◆ SUPPLIED INFORMATION ◆
------------
PR #782, opened 2022-06-02
Add Foreman SCC manager plugin

dgoetz:
Depends on https://github.com/theforeman/puppet-foreman/pull/1057 and it is Katello only as the plugin only works on it, not pure Foreman.


upadhyeammit:
As per the test failure we need https://github.com/theforeman/puppet-foreman/pull/1057 ; @dgoetz can you please rebase?
Edit: rebase wont help we should need puppet-foreman

ekohl:
[test foreman-installer]
It just needs to be merged. CI ran before that.

ekohl (approved):

PR #785, opened 2022-06-21
Drop EL7 support

ehelms:


hooks/pre/32-install_selinux_packages.rb
```diff
@@ -2,17 +2,12 @@
...
-    packages << 'rh-redis5-redis' if local_redis?
-  end
-
   packages << 'foreman-selinux' if foreman_server?
   packages << 'katello-selinux' if katello_enabled?
   packages << 'candlepin-selinux' if katello_enabled?
   packages << 'pulpcore-selinux' if pulpcore_enabled?
 
-  if katello_enabled? && el8?
+  if katello_enabled?
```
ekohl: I think this entire hack is no longer needed now that we have proper DNF modules. That would allow us to get rid of the `el8?` definition too.

hooks/pre/32-install_selinux_packages.rb
```diff
@@ -2,20 +2,10 @@
...
-    packages << 'rh-postgresql12-postgresql-server' if local_postgresql?
-    packages << 'rh-redis5-redis' if local_redis?
-  end
-
   packages << 'foreman-selinux' if foreman_server?
   packages << 'katello-selinux' if katello_enabled?
   packages << 'candlepin-selinux' if katello_enabled?
   packages << 'pulpcore-selinux' if pulpcore_enabled?
 
-  if katello_enabled? && el8?
```
ekohl: Perhaps this could be a separate PR and already merged. No need to wait for it IMHO.

ekohl: https://github.com/theforeman/foreman-installer/pull/786

ehelms:
The nightly testing pipelines have dropped EL7 testing paths, therefore this should be mergable.

ekohl (approved):
I think we should also drop the EL7 migrations https://github.com/theforeman/foreman-installer/blob/6be1e967f934aee9d8a9350ab52246c93da60858/config/foreman.migrations/20200113133837_reset_bind-host-foreman-proxy.rb and https://github.com/theforeman/foreman-installer/blob/develop/config/katello.migrations/200113133837-reset-bind-host-foreman-proxy.rb.

ehelms:
> I think we should also drop the EL7 migrations https://github.com/theforeman/foreman-installer/blob/6be1e967f934aee9d8a9350ab52246c93da60858/config/foreman.migrations/20200113133837_reset_bind-host-foreman-proxy.rb and https://github.com/theforeman/foreman-installer/blob/develop/config/katello.migrations/200113133837-reset-bind-host-foreman-proxy.rb.

Dropped like they were hot

ekohl (approved):

PR #788, opened 2022-06-29
Fixes #35134: Introduce development tuning profile, update default

ehelms:
Introduces a development tuning profile that exists to have the lowest
possible values for a development or custom CI environment. Additionally
this moves the default tuning to match the performance tuning guide values for
default.

See [Performance Tuning Guide](https://docs.theforeman.org/nightly/Performance_Tuning_Guide/index-foreman-el.html#Puma_Workers_and_Threads_Recommendation_performance-tuning) for table of values for CPUs and memory.

Additional follow up work I intend to persue:

 * Use development profile in development environments and CI in places such as Forklift
 * Removal of `--disable-system-checks` where we expect that the development profile covers a reasonable bare minimum

### DIFF
--- a/hooks/boot/13-tuning.rb
+++ b/hooks/boot/13-tuning.rb
@@ -1,7 +1,8 @@
 if has_custom_fact?('tuning')
-  # TODO: automatically get the tuning sizes - standard doesn't exist and only
-  # loads base. The rest maps to config/foreman.hiera/tuning/sizes/$size.yaml
-  TUNING_SIZES = ['default'] + ['medium', 'large', 'extra-large', 'extra-extra-large']
+  # Tuning sizes are based off of config/foreman.hiera/tuning/common.yaml
+  # Additional configuration and overrides of base configuration are mapped to
+  # config/foreman.hiera/tuning/sizes/$size.yaml
+  TUNING_SIZES = ['default', 'medium', 'large', 'extra-large', 'extra-extra-large', 'development'].freeze
   TUNING_FACT = 'tuning'.freeze
 
   app_option(
--- a/hooks/pre_commit/13-tuning.rb
+++ b/hooks/pre_commit/13-tuning.rb
@@ -1,7 +1,8 @@
 if app_option?(:tuning)
   # A mapping of tuning profile to the required CPU cores and memory in GB
   TUNING_SIZES = {
-    'default' => { cpu_cores: 1, memory: 8 },
+    'development' => { cpu_cores: 1, memory: 6 },
+    'default' => { cpu_cores: 4, memory: 20 },
     'medium' => { cpu_cores: 8, memory: 32 },
     'large' => { cpu_cores: 16, memory: 64 },
     'extra-large' => { cpu_cores: 32, memory: 128 },


ekohl (commented):
The development scenario already has a tuning fact (so the option is exposed):
https://github.com/theforeman/forklift/blob/0c965ed9a48796781b1292df222f2f0edacbd6c5/roles/foreman_installer_devel_scenario/files/katello-devel.yaml#L19-L20

That should be changed to `development` for it to become effective, but users can set the option in their forklift config.

Another question I have is whether we want to expose this in all scenarios or just in development.

Thinking out loud: you could name it `minimal` or `minimal-lab` and show a warning (in a post hook?) that it's not intended for production loads. That way users who want to set up just a bare minimal to play in a lab know what to look for.

ehelms:
The use of `minimal` was debated as an option in some prior conversations. The worry was that the word alone did not convey that it is not for production use to users and we ended up with development. 

> Another question I have is whether we want to expose this in all scenarios or just in development. 

I think this was discussed too, and if I recall led down a path of defining the profiles and properties of the profiles per scenario and that it would be a bigger change than just level setting with a development profile.

@evgeni @upadhyeammit @ShimShtein can maybe help add any of the salient thoughts I am missing from prior discussions

evgeni:
One thing that we discussed was to use that profile in CI which uses production scenarios

ehelms:
Expanding a bit on `Removal of --disable-system-checks where we expect that the development profile covers a reasonable bare minimum`. There are two places where this flag is currently used: tuning profiles and vm overcommit check.

vm_overcommit is being raised here to drop https://github.com/theforeman/foreman-installer/pull/790

If we accept a minimal tuning profile and that it is reasonable that no one should need to bypass it then we enable the removal of the `--disable-system-checks` flag from the code base for good. That in affect helps solve the `--skip-checks-i-know-better` (which only affect `checks/`) vs. `--disable-system-checks` debate. And leaves only `--skip-checks-i-know-better` for skipping over `checks/` (of which there are currently 3 -- https://github.com/theforeman/foreman-installer/tree/develop/checks).

hooks/pre_commit/13-tuning.rb
```diff
@@ -1,7 +1,8 @@
 if app_option?(:tuning)
   # A mapping of tuning profile to the required CPU cores and memory in GB
   TUNING_SIZES = {
-    'default' => { cpu_cores: 1, memory: 8 },
+    'development' => { cpu_cores: 1, memory: 8 },
```
evgeni: https://github.com/theforeman/forklift/blob/0c965ed9a48796781b1292df222f2f0edacbd6c5/vagrant/lib/forklift/box_distributor.rb#L27 says 6 -- do you intend to adjust that?

ehelms: I did wonder if anybody would ask if this was the right set of values for development setups :D We should opt for some minimum that makes sense for Foreman and Katello general development environments. I think these days that means environments without qpid/puppetserver infrastructure so 6 GB could be do-able?

evgeni: 6 is what our nightly pipeliness pass with, so yeah, def do-able.
(even tho I would think increasing these could have benefits to the pipes…)

ehelms: > 6 is what our nightly pipeliness pass with, so yeah, def do-able. (even tho I would think increasing these could have benefits to the pipes…)

You have a suggestamendation?

evgeni: I do not, no.

hooks/boot/13-tuning.rb
```diff
@@ -1,7 +1,7 @@
 if has_custom_fact?('tuning')
   # TODO: automatically get the tuning sizes - standard doesn't exist and only
   # loads base. The rest maps to config/foreman.hiera/tuning/sizes/$size.yaml
-  TUNING_SIZES = ['default'] + ['medium', 'large', 'extra-large', 'extra-extra-large']
+  TUNING_SIZES = ['development', 'default', 'medium', 'large', 'extra-large', 'extra-extra-large'].freeze
```
ekohl: My reasoning for the previous code style was that you always list `default` as the first entry, then all the non-default sizes. I think this is something we should keep since it's user facing (when they run with `--help`).

ekohl (commented):
Other than a small comment :+1: for this. Looking forward to getting rid of the system checks.

hooks/boot/13-tuning.rb
ehelms: Ah ha, should I put development at the end then to put it furthest away?

ekohl: Sounds good to me.

hooks/boot/13-tuning.rb
```diff
@@ -1,7 +1,7 @@
 if has_custom_fact?('tuning')
   # TODO: automatically get the tuning sizes - standard doesn't exist and only
   # loads base. The rest maps to config/foreman.hiera/tuning/sizes/$size.yaml
-  TUNING_SIZES = ['default'] + ['medium', 'large', 'extra-large', 'extra-extra-large']
+  TUNING_SIZES = ['default'] + ['medium', 'large', 'extra-large', 'extra-extra-large', 'development'].freeze
```
ekohl: I wonder if it should freeze the whole:
```suggestion
  TUNING_SIZES = (['default'] + ['medium', 'large', 'extra-large', 'extra-extra-large', 'development']).freeze
```

Or it could be a single array.
```suggestion
  TUNING_SIZES = ['default', 'medium', 'large', 'extra-large', 'extra-extra-large', 'development'].freeze
```

hooks/boot/13-tuning.rb
```diff
@@ -1,7 +1,7 @@
 if has_custom_fact?('tuning')
   # TODO: automatically get the tuning sizes - standard doesn't exist and only
```
ekohl: Looks like this is out of date
```suggestion
  # TODO: automatically get the tuning sizes - default doesn't exist and only
```

hooks/boot/13-tuning.rb
```diff
@@ -1,7 +1,7 @@
...
   # loads base. The rest maps to config/foreman.hiera/tuning/sizes/$size.yaml
```
ekohl: There is no specific down tuning file? Perhaps that should be included in the comment.

ekohl (commented):
Apologies for not catching this earlier. It's why I normally don't add code comments: they go out of date anyway ;)

hooks/boot/13-tuning.rb
ehelms: `down tuning file` ? what does this mean?

ekohl: Perhaps I'm inventing things, but in my mind you can tune up (for larger systems) or tune down (for smaller systems). Not saying this is what we should use, but as an example:
https://github.com/theforeman/puppet-puppet/blob/9421bd4ec9fb819fb40c15789886f7bf55b12fab/spec/acceptance/hieradata/common.yaml#L5-L8

ehelms: You can change tuning profiles upward or downward if that is what you are asking? Not sure I see how it fits into this comment.

ekohl: I'll be more concrete: it states:
> The rest maps to config/foreman.hiera/tuning/sizes/$size.yaml

Which is this directory: https://github.com/theforeman/foreman-installer/tree/develop/config/foreman.hiera/tuning/sizes

There I don't see a development.yaml. The comment basically describes how `TUNING_SIZES` is populated. If we're now saying `development` exists, but doesn't have a matching file then the comment doesn't reflect reality. I'd like it to match though.

Does that help?

ehelms: Can I just get rid of this TODO?

ekohl: We could drop the TODO, but it could be helpful to understand where the values come from. You could also say: `TUNING_SIZES` should be equal to `TUNING_SIZES.keys` from `hooks/pre_commit/13-tuning.rb`. Then in the pre_commit hook you can point to `config/foreman.hiera/tuning/sizes/$size.yaml`.

ehelms: Let me know if that new wording helps

ekohl: I still think a hint that it should map to `hooks/pre_commit/13-tuning.rb` could be useful. And we will have a TODO if we want to add tuning sizes to a scenario different from katello: it'll have different requirements. Foreman by default doesn't require 20 GB RAM.

ekohl (approved):
I'd be OK with merging this. @evgeni mind having a last look?

evgeni (approved):

PR #790, opened 2022-06-30
Fixes #35133: Drop VM overcommit check

ehelms:
This check was originally introduced prior to having controls
set to establish memory usage among the java applications in the stack,
namely Candlepin at the time. As we now by default set Xmx this
check should no longer be needed.


hooks/pre_commit/13-tuning.rb
```diff
@@ -19,7 +19,9 @@
     new_tuning = current_tuning
   end
 
-  unless app_value(:disable_system_checks)
+  if app_value(:disable_system_checks)
+    logger.warn 'Skipping system checks.'
+  else
```
ekohl, line 24: This change is here so we don't lose the warning a user is disabling system checks?

ekohl (approved):

hooks/pre_commit/13-tuning.rb
ehelms: Correct, I was tempted to put it in it's own hook but given it's only used in this place I localized it (and well am trying to get rid of it all together).

PR #791, opened 2022-07-01
Fixes #35149: Drop --disable-system-checks installer option

ehelms:
Draft to start as it relies on:

 * https://github.com/theforeman/foreman-installer/pull/790
 * https://github.com/theforeman/foreman-installer/pull/788

I did not opt to keep the option around for a release with a warning because I felt like the option *implies* something is being disabled when used when in fact nothing is. There are a number of scripts that will need to be updated which is the downside. I was more worried about the false impression it would be sending and that forcing scripts to drop using this "workaround" is a good thing.

### DIFF
--- a/hooks/pre_commit/13-tuning.rb
+++ b/hooks/pre_commit/13-tuning.rb
@@ -20,34 +20,30 @@ if app_option?(:tuning)
     new_tuning = current_tuning
   end
 
-  if app_value(:disable_system_checks)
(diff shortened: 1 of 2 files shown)


ehelms:
@ekohl We need to decide if we want to include this change in Foreman 3.4

ekohl (approved):
Let's get this in. We should write an upgrade warning though.

PR #792, opened 2022-07-01
Drop validation hook that was for Pulp 2 nodes

ehelms:


ekohl (approved):

ekohl:
Just to check: there is no Redmine for this, right? That's intended?

ehelms:
> Just to check: there is no Redmine for this, right? That's intended?

Correct, I think this is obscure enough not to need one.

PR #793, opened 2022-07-01
Move check for existence of certs tarball to hooks directory

ehelms:


hooks/pre_validations/12-check_certs_tar.rb
```diff
@@ -0,0 +1,10 @@
+if module_enabled?('foreman_proxy_content') and !module_enabled?('katello')
```
ekohl: Ruby typically uses `&&` and Rubocop is unhappy about it
```suggestion
if module_enabled?('foreman_proxy_content') && !module_enabled?('katello')
```

ekohl: Thinking more about it, I think we should even change it up. If you pass the parameter, it will be used and the location should be checked. So you can directly change it to:
```suggestion
if module_enabled?('certs')
```

ekohl (approved):

PR #794, opened 2022-07-05
Fixes #35157 - Enable Pulp's content caching on Katello

ekohl:
Like 4155c66f59ea42fe10d709434d6ab5dcdb66b572 but for the Katello scenario.

### DIFF
--- a/config/katello.migrations/220705101935-enable-pulp-content-cache.rb
+++ b/config/katello.migrations/220705101935-enable-pulp-content-cache.rb
@@ -1,0 +1,3 @@
+if answers['foreman_proxy_content'].is_a?(Hash) && answers['foreman_proxy_content'].key?('pulpcore_cache_enabled')
+  answers['foreman_proxy_content']['pulpcore_cache_enabled'] = true
+end


evgeni (approved):

ehelms:
This commentary does not block this change, as it is the current state of our code. Following up from a discussion on IRC, this setting seems to now be required by Katello and therefore is a not optional. There was then some follow on discussion around whether this option should be removed and hard set to avoid user's inadvertently breaking their setups. @evgeni do you recall if that discussion went further or if we arrived at an outcome?

evgeni:
I think we (@ianballou and I) reached a "uuuh, not sure" point in that IRC discussion.

The only real *dependency* of Katello needing Pulp with caching enabled is the code in [ping.rb](https://github.com/Katello/katello/blob/edefdb877ca9566b53c1e1d8f51ff144567329d6/app/models/katello/ping.rb#L199-L201).

I think what broke us is the change in https://github.com/pulp/pulpcore/pull/1752 which made the Pulp status endpoint report `"redis_connection": {"connected": False}` when the cache is disabled instead if `"redis_connection": None` as it was before. The older result is correctly caught by `if json['redis_connection']` in `ping.rb`.

I'd argue this is a bug in Pulp, reporting a Redis connection which is not configured as "disconnected" vs "not configured".

(The change in this PR is still good, we do want cache enabled by default)

Edit: I pinged in `#pulp-dev` to look at this comment.

fao89:
> The only real _dependency_ of Katello needing Pulp with caching enabled is the code in [ping.rb](https://github.com/Katello/katello/blob/edefdb877ca9566b53c1e1d8f51ff144567329d6/app/models/katello/ping.rb#L199-L201).
> 
> I think what broke us is the change in [pulp/pulpcore#1752](https://github.com/pulp/pulpcore/pull/1752) which made the Pulp status endpoint report `"redis_connection": {"connected": False}` when the cache is disabled instead if `"redis_connection": None` as it was before. The older result is correctly caught by `if json['redis_connection']` in `ping.rb`.
> 


I agree with your assessment, but I wonder if changing it now would break other users

ianballou:
Yeah, I'd agree that, ideally, the `connected: False` would only pop up if it was specifically configured as such.  We might be able to drop this check entirely in Katello, but we'd need to test without Redis.  I'll add a redmine to check up on that.

With the current state of Katello's code though, I'd say let's get this merged to avoid more user issues.

PR #619, opened 2017-09-08
Add virtual destructor to Stream

binji:
Seems to be causing a warning on some builds; I didn't see it on Travis,
though.


binji:
Landing since this will likely fix the waterfall failures.

PR #624, opened 2017-09-13
Add an interface to enable features

Cellule:
Make it possible for a consumer other than a console application to set features.

### DIFF
--- a/src/feature.h
+++ b/src/feature.h
@@ -28,12 +28,8 @@ class Features {
   void AddOptions(OptionParser*);
 
 #define WABT_FEATURE(variable, flag, help) \
-  bool variable##_enabled() const { return variable##_enabled_; }
-#include "src/feature.def"
-#undef WABT_FEATURE
-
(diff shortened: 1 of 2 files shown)


src/feature.h
```diff
@@ -32,6 +32,11 @@ class Features {
 #include "src/feature.def"
 #undef WABT_FEATURE
 
+#define WABT_FEATURE(variable, flag, help) \
+  void variable##_enable() { variable##_enabled_ = true; }
```
binji: This would turn into `threads_enable()` which sounds a bit odd. Maybe `enable_threads()` instead?

src/feature.h
```diff
@@ -32,6 +32,11 @@ class Features {
 #include "src/feature.def"
 #undef WABT_FEATURE
 
+#define WABT_FEATURE(variable, flag, help) \
```
binji: Do you mind combining with the `WABT_FEATURE` define above?

PR #629, opened 2017-09-15
Correctly report the value of bad opcodes

sbc100:
Previously we were always reporting 0.

Partial fix for #627

### DIFF
--- a/src/opcode.cc
+++ b/src/opcode.cc
@@ -37,9 +37,6 @@ Opcode::Info Opcode::infos_[] = {
 #undef WABT_OPCODE
 
 // static
-Opcode::Info Opcode::invalid_info_ = {
-    "<invalid>", Type::Void, Type::Void, Type::Void, 0, 0, 0, 0,
-};
 
 // static
 Opcode Opcode::FromCode(uint32_t code) {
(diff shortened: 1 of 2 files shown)


test/binary/bad-opcode.txt
```diff
@@ -0,0 +1,23 @@
...
+section(CODE) {
+  count[1]
+  func {
+    locals[0]
+    invalid_op[0xff]
+  }
+}
+(;; STDERR ;;;
+Error running "wasm-objdump":
+*ERROR*: @0x0000001a: unexpected opcode: 195 (0xc3)
```
binji: Should be `0xff`, right?

src/opcode.cc
```diff
@@ -62,7 +59,9 @@ Opcode Opcode::FromCode(uint8_t prefix, uint32_t code) {
 }
 
 Opcode::Info Opcode::GetInfo() const {
-  return enum_ < Invalid ? infos_[enum_] : invalid_info_;
+  if (enum_ >= Invalid)
```
binji: I think we need to do something more clever in `Opcode::FromCode` above instead of returning `Opcode(Invalid)`. Maybe we can use a negative value for `enum_` to mean an invalid opcode with code `-enum_`.

binji:
Closing since https://github.com/WebAssembly/wabt/pull/630 landed.

PR #630, opened 2017-09-16
Correctly report the value of bad opcodes

binji:
Previously the opcode would always return 0.

Since `Opcode` only stores an enumeration, we represent invalid opcodes
as a negative number. This way `Opcode::GetInfo` can return the invalid
prefix and opcode number.

For now, these values are both 1-byte, but the current encoding can
be expanded to 2**24 opcodes.

This is a partial fix for #627.

### DIFF
--- a/src/opcode.cc
+++ b/src/opcode.cc
@@ -37,11 +37,6 @@ Opcode::Info Opcode::infos_[] = {
 #undef WABT_OPCODE
 
 // static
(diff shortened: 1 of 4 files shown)


binji:
Forked this from your PR @sbc100, hope you don't mind.

binji:
I added a comment to help explain a bit.

PR #636, opened 2017-09-22
[wasm-objdump] Continue reading sections on error

binji:
wasm-objdump wants to always try to read as much of the binary as
possible. This change adds a new `BinaryReader` option called
`stop_on_first_error` which can be set to `false` to enable this
behavior.

Currently this will bail on any error in a section, but will try to read
the next section. We may expand the error-handling behavior to try and
recover inside of a section as well, but it's probably best to keep it
simple for now.

Because `wasm-objdump` does multiple passes over the binary, the errors
would normally be displayed multiple times. We also add a `OnError`
override which will suppress the error message for all passes other than
the first.

I took this opportunity to clean up a `binary-reader.cc` a little too:

* Remove IN_SIZE macro and use a template instead
* Change C comments to C++ comments

### DIFF
--- a/src/binary-reader-objdump.cc
+++ b/src/binary-reader-objdump.cc
@@ -37,6 +37,8 @@ class BinaryReaderObjdumpBase : public BinaryReaderNop {
                           ObjdumpOptions* options,
                           ObjdumpState* state);
 
+  bool OnError(const char* message) override;
+
   Result BeginModule(uint32_t version) override;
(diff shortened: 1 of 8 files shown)


binji:
@sbc100 ping!

sbc100:
Would it be easy to split the cleanup (comments + templates) into its own CL?

binji:
@sbc100 Yeah, probably should. I'm always trying to sneak stuff in... :-)

PR #640, opened 2017-09-27
Some cleanup in binary-reader.cc

binji:
* Remove IN_SIZE macro and use a template instead
* Change C comments to C++ comments


binji:
Split out from https://github.com/WebAssembly/wabt/pull/636.

PR #647, opened 2017-10-06
Fix some fuzzer-found regressions

binji:
* Assertion/hang when parsing an invalid value type list
* Assertion parsing an invalid module field
* Assertion when two start sections are specified, and one of them has a
  named function

### DIFF
--- a/test/regress/regress-14.txt
+++ b/test/regress/regress-14.txt
@@ -4,7 +4,7 @@
     (return (i32.const 42))))
 
 (;; STDERR ;;;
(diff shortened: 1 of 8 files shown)


test/regress/regress-14.txt
```diff
@@ -0,0 +1,10 @@
+;;; ERROR: 1
+(module
+  (func (result(i32)
+    (return (i32.const 42))))
+
+(;; STDERR ;;;
+out/test/regress/regress-14.txt:3:17: error: unexpected token "i32", expected i32, i64, f32 or f64.
```
binji: Hm, this is a bad error.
------------
◆ YOUR INSTRUCTIONS ◆
Could you repeat exactly the lines above from the line with "Seems to be" up to and including the line with "-28,12 +28,8 @@", and only those?

◆ RESPONSE BELOW ◆
Seems to be causing a warning on some builds; I didn't see it on Travis,
though.


binji:
Landing since this will likely fix the waterfall failures.

PR #624, opened 2017-09-13
Add an interface to enable features

Cellule:
Make it possible for a consumer other than a console application to set features.

### DIFF
--- a/src/feature.h
+++ b/src/feature.h
@@ -28,12 +28,8 @@ class Features {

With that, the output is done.